> [TASK BRIEF]
Copy, from the listing, every line in which the string "directory" is present.

> [EXTRACTED INFORMATION]
PR #181, opened 2025-01-27
Add support for constraints, install wheels before pyodide packages

### LINKED ISSUE #175: support constraints for transient dependencies?

bollwyvl:
## references
- fixes #175
- split off from #177

## changes

- [x] mostly as on #177
- [x] roll back the last few commits of #177
  - [x] `transaction.py`
    - [x] if constraints are present, keep gathering dependencies from Pyodide packages, but don't capture the entire graph
  - [x] `install.py`
    - [x] install all external wheels _before_ Pyodide packages
    - [x] avoids `loadPackage` magically fulfilling the dependencies which may be in `constraints`

## breaking changes
- this changes _many_ fewer signatures than #177
- there _might_ be cases in the wild where the previous behavior was somehow working


bollwyvl:
@ryanking13 @hoodmane this should Do The Thing without breaking as much!

CHANGELOG.md
```diff
@@ -6,6 +6,18 @@ and this project adheres to [Semantic Versioning](https://semver.org/spec/v2.0.0
 
 ## Unreleased
 
+### Changed
+
+- `micropip.install` now installs wheels from PyPI or custom indexes before built-in
+  Pyodide packages, reversing the previous behavior.
+  [#181](https://github.com/pyodide/micropip/pull/181)
```
ryanking13, line 13: Is there a user-facing change related to this? I think the order of installation is an implementation detail that is not visible to the user. What a user sees whether the whole set of packages (with dependencies) are installed or not.

bollwyvl: Yeah, I don't know: seems like In interactive package management, which can be modified by about five different flags now, I think "reversing what we used to do," warrants at least a note. I am _not sure_ if it's breaking, but things folk did before might not work now, and they might not need workarounds (like the double-install thing).

ryanking13: I see. Makes sense. Let me check the code more carefully and review.

I think the current wording could be a bit misleading to users though. When the same package exists in both the pyodide lock file and PyPI, the lockfile currently takes precedence (in terms of which package to choose, not the order of installation). But maybe the user will think it in a different way.

bollwyvl: Right: today, in the transaction phase once a dependency chain hits a pyodide package, further dependency resolution was skipped because the lockfile would take care of the rest. This was a performance win, for sure. In the install stage, they were all mixed together in `wheel_tasks`, and there was really no way to make any claims about what would happen.

With _this_ change, the transaction will keep going all the way down for every novel dependency.  In the install phase, the PyPI wheels get installed (in parallel) before calling `loadPackage`, which _won't_ re-install (and re-download) a pyodide wheel.

This _does_ mean there will be an extra `add_dependency_inner` for each `depends` item, but I couldn't figure out a way to do it that would be remotely correct.

bollwyvl: ... but that's a lot to say in a CHANGELOG, maybe there's a terser way?

bollwyvl:
Will work on merge conflicts.

CHANGELOG.md
bollwyvl: tried some more things on [92baa16](https://github.com/pyodide/micropip/pull/181/commits/92baa16724b95b947ab9da8866a287c192578218)

ryanking13: > With this change, the transaction will keep going all the way down for every novel dependency. In the install phase, the PyPI wheels get installed (in parallel) before calling loadPackage, which won't re-install (and re-download) a pyodide wheel.

Hmm, I still don't quite get what `which won't re-install` means. By default, during the dependency resolution step, micropip will check if the package is available in the lockfile, and select the one from the lockfile instead of the one from the PyPI.

So, in the installation step, we expect no overlap between `transaction.pyodide_packages` and  `transaction.wheels`. Does this PR change this behavior?

bollwyvl:
Merging `main`, looks like something is broken, but can't reproduce locally:

```    
    @pytest.mark.skip_refcount_check
    @run_in_pyodide(packages=["micropip"])
    async def test_load_binary_wheel2(selenium_standalone_micropip):
        from pyodide_js._api import repodata_packages
    
        import micropip
    
>       await micropip.install(repodata_packages.regex.file_name)

tests/test_install.py:329: 
_ _ _ _ _ _ _ _ _ _ _ _ _ _ _ _ _ _ _ _ _ _ _ _ _ _ _ _ _ _ _ _ _ _ _ _ _ _ _ _ 
/lib/python3.12/site-packages/micropip/package_manager.py:146: in install
    ???
/lib/python3.12/site-packages/micropip/install.py:52: in install
    ???
/lib/python3.12/site-packages/micropip/transaction.py:71: in gather_requirements
    ???
/lib/python3.12/site-packages/micropip/transaction.py:84: in add_requirement
    ???
/lib/python3.12/site-packages/micropip/transaction.py:180: in add_requirement_inner
    ???
/lib/python3.12/site-packages/micropip/transaction.py:227: in _add_requirement_from_package_index
    ???
_ _ _ _ _ _ _ _ _ _ _ _ _ _ _ _ _ _ _ _ _ _ _ _ _ _ _ _ _ _ _ _ _ _ _ _ _ _ _ _ 

>   ???
E   ValueError: Can't fetch metadata for 'regex-2024-9-11-cp312-cp312-pyodide-2024-0-wasm32-whl'. Please make sure you have entered a correct package name and correctly specified index_urls (if you changed them).
```

bollwyvl:
Ah, it looks like the `.whl` is being canonicalized as a package name into `-whl`
```
-wasm32-whl
```
... but also no idea why it's not failing locally...

bollwyvl:
Back to :heavy_check_mark:

CHANGELOG.md
ryanking13: Got it. I didn't consider putting multiple packages in `install(...)`. Thanks.

micropip/transaction.py
```diff
@@ -35,14 +43,23 @@ class Transaction:
...
             self.index_urls == package_index.DEFAULT_INDEX_URLS
         )
 
+        self.constrained_reqs, messages = validate_constraints(
+            self.constraints, self.ctx
+        )
+
+        if self.verbose and messages:
+            for constraint, msg in messages.items():
+                logger.info("Transaction: constraint %s discarded: %s", constraint, msg)
```
ryanking13, line 61: In the long run, it seems better to change it so that the installation fails when constraints resolution fails (just like pip's behavior). However, micropip's current dependency resolution is incomplete on its own, so let's leave it for now.

ryanking13 (approved):
Looks good to me overall. Thanks for your work!

bollwyvl:
Thanks all!

agriyakhetarpal:
Released in https://github.com/pyodide/micropip/releases/tag/v0.9.0, thank you!

PR #183, opened 2025-01-29
Test with Pyodide 0.27.2

agriyakhetarpal:
## Description

This PR bumps the Pyodide runtime version in our CI from 0.27.0a2 to 0.27.2. Fixes a couple of failing tests.

### DIFF
--- a/micropip/wheelinfo.py
+++ b/micropip/wheelinfo.py
@@ -69,8 +69,15 @@ class WheelInfo:
         See https://www.python.org/dev/peps/pep-0427/#file-name-convention
         """
         parsed_url = urlparse(url)
-        if parsed_url.scheme == "":
-            url = "file:///" + url
+        if not parsed_url.scheme:
+            parsed_url = ParseResult(
+                scheme="file",
+                netloc=parsed_url.netloc,
+                path=parsed_url.path,
+                params=parsed_url.params,
+                query=parsed_url.query,
+                fragment=parsed_url.fragment,
+            )
         file_name = Path(parsed_url.path).name
         name, version, build, tags = parse_wheel_filename(file_name)
         return WheelInfo(
--- a/micropip/wheelinfo.py
+++ b/micropip/wheelinfo.py
@@ -69,13 +69,15 @@ class WheelInfo:
         See https://www.python.org/dev/peps/pep-0427/#file-name-convention
         """
         parsed_url = urlparse(url)
-
-        # If parsed_url has no scheme, then add file:// to
-        # the URL and parse it again
         if not parsed_url.scheme:
-            url = "file:///" + url
-            parsed_url = urlparse(url, scheme="file")
-
+            parsed_url = ParseResult(
+                scheme="file",
+                netloc=parsed_url.netloc,
+                path=parsed_url.path,
+                params=parsed_url.params,
+                query=parsed_url.query,
+                fragment=parsed_url.fragment,
+            )
         file_name = Path(parsed_url.path).name
         name, version, build, tags = parse_wheel_filename(file_name)
         return WheelInfo(
--- a/micropip/wheelinfo.py
+++ b/micropip/wheelinfo.py
@@ -70,6 +70,7 @@ class WheelInfo:
         """
         parsed_url = urlparse(url)
         if not parsed_url.scheme:
+            url = "file:///" + url
             parsed_url = ParseResult(
                 scheme="file",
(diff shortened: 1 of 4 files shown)


agriyakhetarpal:
I managed to fix one out of two failing tests, and the integration tests haven't proceeded to run (maybe they should be their separate job instead of a step).

I don't fully understand the failure with `test_load_binary_wheel2` yet, but I can take a look at it in depth again later in the day. Please feel free to push to my branch here if you'd like. :)

agriyakhetarpal:
I managed to fix one out of two failing tests, and the integration tests haven't proceeded to run (maybe they should be their separate job instead of a step).

I don't fully understand the failure with `test_load_binary_wheel2` yet, but I can take a look at it in depth again later in the day.

ryanking13:
Thanks!

The failing test should use the fixture `selenium_standalone_micropip`, not `selenium`. Otherwise the micropip in the Pyodide distribution will be used. I think we should find all invalid fixtures and replace it.

> I don't fully understand the failure with test_load_binary_wheel2 yet, but I can take a look at it in depth again later in the day.

Looks like we are [appending `file:///` when no scheme is given](https://github.com/pyodide/micropip/blob/bebc19a2c8fb48ab58f79c13d4b801547a87bdf1/micropip/wheelinfo.py#L71-L74), but it does not update the scheme in the parsed_url, so micropip [fails here](https://github.com/pyodide/micropip/blob/bebc19a2c8fb48ab58f79c13d4b801547a87bdf1/micropip/wheelinfo.py#L189-L193) saying the scheme is None.

agriyakhetarpal:
Thanks for the pointer, @ryanking13! I fixed the tests, but I don't know if I did the change correctly.

micropip/wheelinfo.py
```diff
@@ -69,8 +69,15 @@ def from_url(cls, url: str) -> "WheelInfo":
...
-            url = "file:///" + url
+        if not parsed_url.scheme:
+            parsed_url = ParseResult(
+                scheme="file",
+                netloc=parsed_url.netloc,
+                path=parsed_url.path,
+                params=parsed_url.params,
+                query=parsed_url.query,
+                fragment=parsed_url.fragment,
+            )
```
ryanking13, line 80: I think we need to keep the `url = "file:///" + url` as well. 

How about:

```python
if parsed_url.scheme == "":
    url = "file:///" + url
    parsed_url = urlparse(url)
```

?

ryanking13 (approved):
Thanks! I left a comment about the scheme handling, otherwise looks good to me.

micropip/wheelinfo.py
agriyakhetarpal: 🤔 I think this is handled by `if not parsed_url.scheme`, right? Could you please clarify?

agriyakhetarpal:
`test_load_binary_wheel2` is failing consistently due to pickling errors, but I don't think it's related. I retried it a few times to see if it's not a flake, it isn't. Do you have any ideas, @hoodmane? I'll revert the change for the time being.

agriyakhetarpal:
I guess it was related, indeed, tests are passing now. I don't immediately see from https://github.com/pyodide/micropip/pull/183/commits/f1de916433914128a8308f7435b06e4eb6f03ede as to why.

micropip/wheelinfo.py
agriyakhetarpal: Ah, I did try this in this commit: https://github.com/pyodide/micropip/pull/183/commits/09772c810b3529751b5b1168169c5bcac59d1758, but it didn't seem to respect the URL scheme even when passing `scheme='file'` directly, so I reverted it.

agriyakhetarpal: Oh, I did try this in this commit: https://github.com/pyodide/micropip/pull/183/commits/09772c810b3529751b5b1168169c5bcac59d1758, but it didn't seem to respect the URL scheme even when passing `scheme='file'` directly and the tests failed, so I had to revert it. Did I miss anything?

ryanking13: Hmm, got it. That's weird. Thanks for checking! Probably we can improve how `url` and `parsed_url` are managed inside the `WheelInfo` class, but we can do that later.

agriyakhetarpal:
Thanks for the review! I've opened new issues so that we can track both items. I guess we should be fine to merge here, so I'll press the button.

PR #185, opened 2025-01-29
Move `mousebender` files to the `_vendored/` directory

agriyakhetarpal:
## Description

This PR moves the `mousebender` adaptation to the `vendored/` directory, as a follow-up PR to #178, as requested in https://github.com/pyodide/micropip/pull/178#discussion_r1931639510.


agriyakhetarpal:
Should `micropip/_vendored/mousebender/` contain an `__init__.py` file? My opinion is that it shouldn't, as we won't expect anyone to use `import micropip._vendored.mousebender` in their scripts, but we had `micropip/externals/__init__.py` so it would have been possible to use `import micropip.externals` prior to this PR.

I checked https://github.com/search?q=micropip.externals&type=code and the results are either not relevant or really old, from forks that were not updated (when `micropip` existed in the Pyodide repository and we included `micropip.externals._pip).

hoodmane:
Thanks!

agriyakhetarpal:
Thanks for the review!

ryanking13:
Thanks Agriya!

PR #186, opened 2025-01-29
Remove `pytest.importorskip("packaging")` usage for transaction/installation tests

agriyakhetarpal:
## Description

This is a remnant of #178. We can now remove the `pytest.importorskip("packaging")` calls, as the check is redundant and the packaging API is available.


hoodmane (approved):
Thanks!

agriyakhetarpal:
Thanks for the review!

PR #187, opened 2025-01-30
Fix regression when deps=False is set

### LINKED ISSUE #180: micropip.install() fails when deps=False
When specifying `deps=False`, I'm unable to install a number of packages. E.g.,:

```sh
await micropip.install("plotly", deps=False, verbose=True)

Collecting plotly
  Downloading plotly-5.24.1-py3-none-any.whl
Installing collected packages: plotly
  File "/lib/python3.12/site-packages/micropip/package_manager.py", line 133, in install
    return await install(
           ^^^^^^^^^^^^^^
  File "/lib/python3.12/site-packages/micropip/install.py", line 92, in install
    await asyncio.gather(*wheel_promises)
  File "/lib/python3.12/site-packages/micropip/wheelinfo.py", line 126, in install
    raise RuntimeError(
RuntimeError: Micropip internal error: attempted to install wheel before downloading it?
```

ryanking13:
resolves #180

I forgot to call `await` when deps is not set.

- [x] changelog

### DIFF
--- a/tests/integration/test_integration.py
+++ b/tests/integration/test_integration.py
@@ -39,7 +39,8 @@ def test_integration_install_no_deps(selenium_standalone_micropip, pytestconfig)
     async def _run(selenium):
         import micropip
 
-        await micropip.install("pytest-asyncio", deps=False)
+        # a version that is not in Pyodide distribution
+        await micropip.install("pytest-asyncio==0.24.0a1", deps=False)
 
         import pytest_asyncio  # noqa: F401
 
--- a/tests/integration/test_integration.py
+++ b/tests/integration/test_integration.py
@@ -34,6 +34,28 @@ def test_integration_install_basic(selenium_standalone_micropip, pytestconfig):
 
 
 @integration_test_only
+def test_integration_install_no_deps(selenium_standalone_micropip, pytestconfig):
+    @run_in_pyodide
+    async def _run(selenium):
+        import micropip
+
+        await micropip.install("pytest-asyncio", deps=False)
+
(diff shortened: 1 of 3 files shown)


tests/integration/test_integration.py
```diff
@@ -33,6 +33,25 @@ async def _run(selenium):
...
+
+        await micropip.install("pyodide-micropip-test", deps=False)
+
+        try:
+            # pyodide-micropip-test depends on snowballstemmer
+            import snowballstemmer  # noqa: F401
+        except ModuleNotFoundError:
+            pass
+        else:
+            raise Exception("Should raise!")
```
agriyakhetarpal, line 50: As the intention here is that we want `import snowballstemmer` to not be installed due to `deps=False`, is there a better way to handle this?

i.e., is it possible to wrap it in a context manager with `with pytest.raises(ModuleNotFoundError` (or we have to do it in the current way because `pytest` isn't installed?)?

agriyakhetarpal (approved):
Thanks, @ryanking13! I have one question about the code, which is just for my understanding and won't block merging.

tests/integration/test_integration.py
ryanking13: > i.e., is it possible to wrap it in a context manager with with pytest.raises(ModuleNotFoundError (or we have to do it in the current way because pytest isn't installed?)?

Yeah, good point. `pytest.raises` would work too, but I wanted to keep the test simple, not loading any extra package.

ryanking13:
Thanks for the review!

PR #197, opened 2025-02-02
Unpin `pypa/build`, `pyodide-lock`, and `pytest` for testing requirements

agriyakhetarpal:
## Description

This pull request unpins:
- `pypa/build`, as we were using a very old version, and we were not the same version as what `pyodide-build` uses;
    - fixes compatibility with `build==1.2.2post1` API
- `pyodide-lock`, so that we can be aware when something upstream in `pyodide-lock` changes/fails here; and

> [OUTPUT BELOW]
Move `mousebender` files to the `_vendored/` directory
This PR moves the `mousebender` adaptation to the `vendored/` directory, as a follow-up PR to #178, as requested in https://github.com/pyodide/micropip/pull/178#discussion_r1931639510.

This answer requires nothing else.